**YOUR OBJECTIVE:** Range to reproduce from the entries below: the line with "for backward compatibility.", the line with "- The variables", and every line in between. Give them exactly and give nothing else.

Stored data entries:
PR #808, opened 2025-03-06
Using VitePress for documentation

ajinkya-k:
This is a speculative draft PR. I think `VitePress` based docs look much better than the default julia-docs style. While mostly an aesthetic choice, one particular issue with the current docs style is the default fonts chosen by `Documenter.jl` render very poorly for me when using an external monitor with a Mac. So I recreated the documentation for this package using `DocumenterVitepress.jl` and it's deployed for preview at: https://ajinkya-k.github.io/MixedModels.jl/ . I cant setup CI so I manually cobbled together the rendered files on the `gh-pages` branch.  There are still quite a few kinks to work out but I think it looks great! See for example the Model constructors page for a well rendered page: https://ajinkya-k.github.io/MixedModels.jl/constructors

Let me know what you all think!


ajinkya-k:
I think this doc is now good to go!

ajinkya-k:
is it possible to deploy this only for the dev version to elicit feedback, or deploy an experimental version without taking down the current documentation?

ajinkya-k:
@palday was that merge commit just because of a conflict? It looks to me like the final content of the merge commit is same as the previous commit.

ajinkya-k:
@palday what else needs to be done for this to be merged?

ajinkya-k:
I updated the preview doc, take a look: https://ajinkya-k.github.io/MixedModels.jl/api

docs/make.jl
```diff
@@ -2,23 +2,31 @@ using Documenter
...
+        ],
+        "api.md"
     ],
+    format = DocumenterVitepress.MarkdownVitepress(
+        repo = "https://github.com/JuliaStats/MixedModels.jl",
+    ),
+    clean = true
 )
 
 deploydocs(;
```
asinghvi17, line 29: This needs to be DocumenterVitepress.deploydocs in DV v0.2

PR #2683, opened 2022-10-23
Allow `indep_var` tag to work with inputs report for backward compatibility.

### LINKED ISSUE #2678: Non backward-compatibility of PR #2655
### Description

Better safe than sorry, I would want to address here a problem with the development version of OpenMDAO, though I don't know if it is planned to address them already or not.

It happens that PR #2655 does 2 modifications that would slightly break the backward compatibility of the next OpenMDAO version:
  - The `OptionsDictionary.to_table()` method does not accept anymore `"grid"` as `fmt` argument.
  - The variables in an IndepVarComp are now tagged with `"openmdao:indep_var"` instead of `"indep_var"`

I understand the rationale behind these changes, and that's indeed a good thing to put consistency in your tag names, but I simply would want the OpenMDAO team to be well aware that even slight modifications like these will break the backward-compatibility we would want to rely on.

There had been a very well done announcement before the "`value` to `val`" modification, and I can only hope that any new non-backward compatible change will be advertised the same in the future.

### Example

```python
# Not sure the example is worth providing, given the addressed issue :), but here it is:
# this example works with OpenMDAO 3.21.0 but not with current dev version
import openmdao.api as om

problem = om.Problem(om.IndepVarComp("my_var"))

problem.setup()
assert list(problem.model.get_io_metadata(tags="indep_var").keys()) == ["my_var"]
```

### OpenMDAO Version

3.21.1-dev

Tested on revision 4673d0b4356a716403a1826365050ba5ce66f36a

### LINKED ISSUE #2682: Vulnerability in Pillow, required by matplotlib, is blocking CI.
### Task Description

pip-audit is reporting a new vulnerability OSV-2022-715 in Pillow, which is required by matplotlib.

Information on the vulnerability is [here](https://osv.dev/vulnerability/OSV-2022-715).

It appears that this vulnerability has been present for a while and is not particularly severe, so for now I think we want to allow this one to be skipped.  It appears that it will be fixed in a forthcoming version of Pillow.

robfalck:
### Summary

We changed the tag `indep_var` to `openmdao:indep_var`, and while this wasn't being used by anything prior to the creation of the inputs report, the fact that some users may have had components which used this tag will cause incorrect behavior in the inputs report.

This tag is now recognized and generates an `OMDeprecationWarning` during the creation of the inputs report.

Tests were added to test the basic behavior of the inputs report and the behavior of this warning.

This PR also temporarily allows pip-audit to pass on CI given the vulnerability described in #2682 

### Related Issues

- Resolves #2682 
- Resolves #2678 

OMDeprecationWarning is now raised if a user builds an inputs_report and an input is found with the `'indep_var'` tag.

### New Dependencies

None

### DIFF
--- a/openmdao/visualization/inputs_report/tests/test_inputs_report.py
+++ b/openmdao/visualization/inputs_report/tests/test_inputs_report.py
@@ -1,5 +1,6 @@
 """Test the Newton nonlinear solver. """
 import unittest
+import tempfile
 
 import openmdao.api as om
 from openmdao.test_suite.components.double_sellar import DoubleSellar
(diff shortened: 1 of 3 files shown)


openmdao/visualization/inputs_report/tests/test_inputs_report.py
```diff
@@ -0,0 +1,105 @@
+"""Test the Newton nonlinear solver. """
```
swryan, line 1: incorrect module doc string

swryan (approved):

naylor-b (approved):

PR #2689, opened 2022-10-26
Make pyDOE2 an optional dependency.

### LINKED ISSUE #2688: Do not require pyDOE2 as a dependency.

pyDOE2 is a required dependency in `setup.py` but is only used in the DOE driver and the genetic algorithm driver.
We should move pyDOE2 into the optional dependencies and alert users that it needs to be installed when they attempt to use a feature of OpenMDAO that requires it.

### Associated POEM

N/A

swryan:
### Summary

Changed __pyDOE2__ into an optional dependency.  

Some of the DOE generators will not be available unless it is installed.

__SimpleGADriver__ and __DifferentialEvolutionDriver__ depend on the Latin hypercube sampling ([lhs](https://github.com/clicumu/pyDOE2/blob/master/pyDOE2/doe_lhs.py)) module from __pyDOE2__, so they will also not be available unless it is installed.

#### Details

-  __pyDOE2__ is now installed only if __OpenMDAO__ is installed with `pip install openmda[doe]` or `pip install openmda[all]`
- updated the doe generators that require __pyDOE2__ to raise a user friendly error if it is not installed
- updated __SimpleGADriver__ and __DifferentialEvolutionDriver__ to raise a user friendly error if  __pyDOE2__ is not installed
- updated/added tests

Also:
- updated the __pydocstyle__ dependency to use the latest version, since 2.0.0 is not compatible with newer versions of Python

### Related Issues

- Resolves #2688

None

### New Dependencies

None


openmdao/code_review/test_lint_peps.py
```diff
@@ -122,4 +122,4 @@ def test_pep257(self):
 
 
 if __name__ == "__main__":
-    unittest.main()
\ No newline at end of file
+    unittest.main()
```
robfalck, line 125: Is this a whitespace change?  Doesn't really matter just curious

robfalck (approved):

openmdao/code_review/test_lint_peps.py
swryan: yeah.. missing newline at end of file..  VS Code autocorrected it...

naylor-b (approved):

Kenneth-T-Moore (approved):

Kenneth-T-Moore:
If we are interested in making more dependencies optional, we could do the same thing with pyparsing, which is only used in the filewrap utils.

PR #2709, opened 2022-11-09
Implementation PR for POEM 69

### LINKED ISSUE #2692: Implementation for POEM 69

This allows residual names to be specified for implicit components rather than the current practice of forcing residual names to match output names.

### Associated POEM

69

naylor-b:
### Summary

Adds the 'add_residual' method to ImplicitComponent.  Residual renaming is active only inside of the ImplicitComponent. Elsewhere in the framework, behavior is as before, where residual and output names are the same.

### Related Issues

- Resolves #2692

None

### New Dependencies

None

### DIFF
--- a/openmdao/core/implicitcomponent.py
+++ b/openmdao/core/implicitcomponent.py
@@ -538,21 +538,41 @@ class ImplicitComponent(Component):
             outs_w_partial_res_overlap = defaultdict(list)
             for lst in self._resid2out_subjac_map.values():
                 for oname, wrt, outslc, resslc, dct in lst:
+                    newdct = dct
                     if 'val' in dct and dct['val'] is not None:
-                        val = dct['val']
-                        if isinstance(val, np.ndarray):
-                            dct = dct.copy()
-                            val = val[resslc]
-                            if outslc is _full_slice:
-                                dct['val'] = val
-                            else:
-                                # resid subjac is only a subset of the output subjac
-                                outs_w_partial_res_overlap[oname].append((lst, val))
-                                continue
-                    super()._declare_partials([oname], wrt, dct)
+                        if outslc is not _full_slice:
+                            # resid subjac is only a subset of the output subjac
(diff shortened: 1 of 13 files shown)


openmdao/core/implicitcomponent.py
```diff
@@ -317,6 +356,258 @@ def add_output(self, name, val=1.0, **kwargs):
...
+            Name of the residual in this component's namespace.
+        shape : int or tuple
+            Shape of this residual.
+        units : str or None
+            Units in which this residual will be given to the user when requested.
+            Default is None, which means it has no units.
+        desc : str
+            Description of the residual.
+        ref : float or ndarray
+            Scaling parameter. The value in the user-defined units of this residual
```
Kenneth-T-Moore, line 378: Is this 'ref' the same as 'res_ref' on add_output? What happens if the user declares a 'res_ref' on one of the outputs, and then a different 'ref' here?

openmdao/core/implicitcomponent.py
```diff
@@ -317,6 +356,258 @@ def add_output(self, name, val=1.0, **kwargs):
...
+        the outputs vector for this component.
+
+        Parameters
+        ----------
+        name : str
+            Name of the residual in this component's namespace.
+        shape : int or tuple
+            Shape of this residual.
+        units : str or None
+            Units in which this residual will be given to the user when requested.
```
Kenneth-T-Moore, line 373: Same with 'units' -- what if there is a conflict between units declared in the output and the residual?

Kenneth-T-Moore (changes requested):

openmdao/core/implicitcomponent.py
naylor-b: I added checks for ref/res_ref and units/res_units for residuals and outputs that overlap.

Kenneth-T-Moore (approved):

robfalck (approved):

**SOLUTION TO THIS PROBLEM:**
Allow `indep_var` tag to work with inputs report for backward compatibility.

### LINKED ISSUE #2678: Non backward-compatibility of PR #2655
### Description

Better safe than sorry, I would want to address here a problem with the development version of OpenMDAO, though I don't know if it is planned to address them already or not.

It happens that PR #2655 does 2 modifications that would slightly break the backward compatibility of the next OpenMDAO version:
  - The `OptionsDictionary.to_table()` method does not accept anymore `"grid"` as `fmt` argument.
  - The variables in an IndepVarComp are now tagged with `"openmdao:indep_var"` instead of `"indep_var"`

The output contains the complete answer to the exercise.